_PROBLEM DETAILS_:
Copy out each line of the material that includes the word "fetch".

_DATA EXCERPTS_:
▼
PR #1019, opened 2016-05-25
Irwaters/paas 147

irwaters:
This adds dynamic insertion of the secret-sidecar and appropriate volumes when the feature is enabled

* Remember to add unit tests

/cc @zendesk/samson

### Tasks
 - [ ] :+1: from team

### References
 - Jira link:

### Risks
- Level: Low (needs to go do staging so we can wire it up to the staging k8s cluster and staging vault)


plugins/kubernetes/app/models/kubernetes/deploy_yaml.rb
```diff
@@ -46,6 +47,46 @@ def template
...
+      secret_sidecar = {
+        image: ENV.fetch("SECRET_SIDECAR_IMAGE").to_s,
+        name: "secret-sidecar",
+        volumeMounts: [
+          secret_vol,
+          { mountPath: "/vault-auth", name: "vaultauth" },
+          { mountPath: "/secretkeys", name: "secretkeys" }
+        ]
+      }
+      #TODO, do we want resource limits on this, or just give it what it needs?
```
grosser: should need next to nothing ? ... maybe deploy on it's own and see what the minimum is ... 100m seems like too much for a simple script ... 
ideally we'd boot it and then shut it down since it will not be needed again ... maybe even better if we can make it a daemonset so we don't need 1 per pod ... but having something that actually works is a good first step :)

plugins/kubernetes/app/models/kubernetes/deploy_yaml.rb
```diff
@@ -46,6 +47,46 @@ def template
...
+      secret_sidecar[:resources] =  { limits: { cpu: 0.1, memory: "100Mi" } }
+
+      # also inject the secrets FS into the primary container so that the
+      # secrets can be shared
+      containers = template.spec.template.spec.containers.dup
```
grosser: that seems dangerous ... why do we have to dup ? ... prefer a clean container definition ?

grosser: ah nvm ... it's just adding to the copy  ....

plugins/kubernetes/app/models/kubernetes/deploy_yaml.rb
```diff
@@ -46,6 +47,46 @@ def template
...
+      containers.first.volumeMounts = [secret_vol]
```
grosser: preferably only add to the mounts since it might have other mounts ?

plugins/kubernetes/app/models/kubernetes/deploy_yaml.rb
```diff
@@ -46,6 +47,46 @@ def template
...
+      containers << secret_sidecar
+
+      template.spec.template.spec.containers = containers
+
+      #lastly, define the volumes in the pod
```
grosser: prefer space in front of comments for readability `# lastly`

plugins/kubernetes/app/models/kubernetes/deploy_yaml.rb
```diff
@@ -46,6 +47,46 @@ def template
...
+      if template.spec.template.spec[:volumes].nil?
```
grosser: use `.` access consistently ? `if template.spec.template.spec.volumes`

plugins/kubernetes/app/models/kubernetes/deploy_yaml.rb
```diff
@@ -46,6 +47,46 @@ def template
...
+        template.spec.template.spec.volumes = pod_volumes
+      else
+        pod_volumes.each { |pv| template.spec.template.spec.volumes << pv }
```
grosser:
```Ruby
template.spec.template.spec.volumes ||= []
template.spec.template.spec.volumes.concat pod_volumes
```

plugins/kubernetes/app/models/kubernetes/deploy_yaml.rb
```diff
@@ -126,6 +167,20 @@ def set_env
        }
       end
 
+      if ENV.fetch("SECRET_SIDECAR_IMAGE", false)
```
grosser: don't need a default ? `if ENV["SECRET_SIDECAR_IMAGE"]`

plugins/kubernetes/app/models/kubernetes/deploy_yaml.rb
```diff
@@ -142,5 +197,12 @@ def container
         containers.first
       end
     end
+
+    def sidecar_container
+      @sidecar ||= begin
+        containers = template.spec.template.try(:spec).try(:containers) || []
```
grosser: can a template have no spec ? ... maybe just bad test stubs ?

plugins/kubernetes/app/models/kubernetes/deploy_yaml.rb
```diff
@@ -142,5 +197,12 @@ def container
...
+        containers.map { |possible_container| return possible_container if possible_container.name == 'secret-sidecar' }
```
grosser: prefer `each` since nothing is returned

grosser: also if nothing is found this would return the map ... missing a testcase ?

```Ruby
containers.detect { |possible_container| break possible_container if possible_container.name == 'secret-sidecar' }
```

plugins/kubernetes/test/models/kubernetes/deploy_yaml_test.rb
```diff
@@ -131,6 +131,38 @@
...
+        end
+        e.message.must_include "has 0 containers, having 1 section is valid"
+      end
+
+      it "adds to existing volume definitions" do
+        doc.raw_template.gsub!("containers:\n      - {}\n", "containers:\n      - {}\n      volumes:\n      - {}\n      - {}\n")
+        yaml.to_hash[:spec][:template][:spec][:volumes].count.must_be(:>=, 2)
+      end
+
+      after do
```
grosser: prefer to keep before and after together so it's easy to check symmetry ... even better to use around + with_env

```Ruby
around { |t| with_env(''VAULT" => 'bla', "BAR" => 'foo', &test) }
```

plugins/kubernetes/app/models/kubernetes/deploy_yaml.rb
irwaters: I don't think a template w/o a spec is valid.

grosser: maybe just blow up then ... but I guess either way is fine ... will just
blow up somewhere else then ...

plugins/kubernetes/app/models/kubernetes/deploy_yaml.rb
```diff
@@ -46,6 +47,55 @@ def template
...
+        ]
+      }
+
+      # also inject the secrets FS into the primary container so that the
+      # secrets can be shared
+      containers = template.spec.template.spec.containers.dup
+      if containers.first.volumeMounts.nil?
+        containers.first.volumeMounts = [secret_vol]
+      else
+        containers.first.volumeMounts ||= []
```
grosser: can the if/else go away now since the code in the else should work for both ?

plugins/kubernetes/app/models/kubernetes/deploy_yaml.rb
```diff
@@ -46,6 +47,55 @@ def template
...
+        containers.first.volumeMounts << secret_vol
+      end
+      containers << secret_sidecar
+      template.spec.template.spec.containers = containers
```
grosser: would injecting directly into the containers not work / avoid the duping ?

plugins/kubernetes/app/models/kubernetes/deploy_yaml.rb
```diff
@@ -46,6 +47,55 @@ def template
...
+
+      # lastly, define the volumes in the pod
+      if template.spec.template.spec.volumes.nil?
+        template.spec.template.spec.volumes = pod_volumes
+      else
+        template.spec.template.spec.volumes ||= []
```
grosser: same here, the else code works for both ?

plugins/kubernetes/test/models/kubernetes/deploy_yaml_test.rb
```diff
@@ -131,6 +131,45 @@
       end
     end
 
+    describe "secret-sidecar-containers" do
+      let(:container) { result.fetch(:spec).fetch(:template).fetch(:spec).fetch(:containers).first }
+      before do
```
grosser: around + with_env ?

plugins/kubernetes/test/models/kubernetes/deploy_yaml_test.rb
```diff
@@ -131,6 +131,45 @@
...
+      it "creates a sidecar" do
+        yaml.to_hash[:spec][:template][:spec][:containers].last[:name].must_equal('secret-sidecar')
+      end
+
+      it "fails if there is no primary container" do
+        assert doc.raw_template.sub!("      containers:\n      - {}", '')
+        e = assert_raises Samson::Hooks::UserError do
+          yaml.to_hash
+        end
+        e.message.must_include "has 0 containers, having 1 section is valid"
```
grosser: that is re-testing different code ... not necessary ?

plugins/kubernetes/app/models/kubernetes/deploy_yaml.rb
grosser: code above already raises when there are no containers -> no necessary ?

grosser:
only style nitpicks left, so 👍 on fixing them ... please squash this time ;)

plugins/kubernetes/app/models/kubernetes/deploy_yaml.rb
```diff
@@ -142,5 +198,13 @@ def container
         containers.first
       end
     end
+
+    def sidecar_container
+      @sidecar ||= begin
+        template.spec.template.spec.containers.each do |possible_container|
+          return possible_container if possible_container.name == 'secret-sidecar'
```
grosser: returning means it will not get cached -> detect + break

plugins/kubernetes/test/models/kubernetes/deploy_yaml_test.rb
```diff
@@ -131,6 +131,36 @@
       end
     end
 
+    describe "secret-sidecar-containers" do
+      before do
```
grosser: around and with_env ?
▲
_TASK SOLUTION_:
+        image: ENV.fetch("SECRET_SIDECAR_IMAGE").to_s,
+      if ENV.fetch("SECRET_SIDECAR_IMAGE", false)
+      let(:container) { result.fetch(:spec).fetch(:template).fetch(:spec).fetch(:containers).first }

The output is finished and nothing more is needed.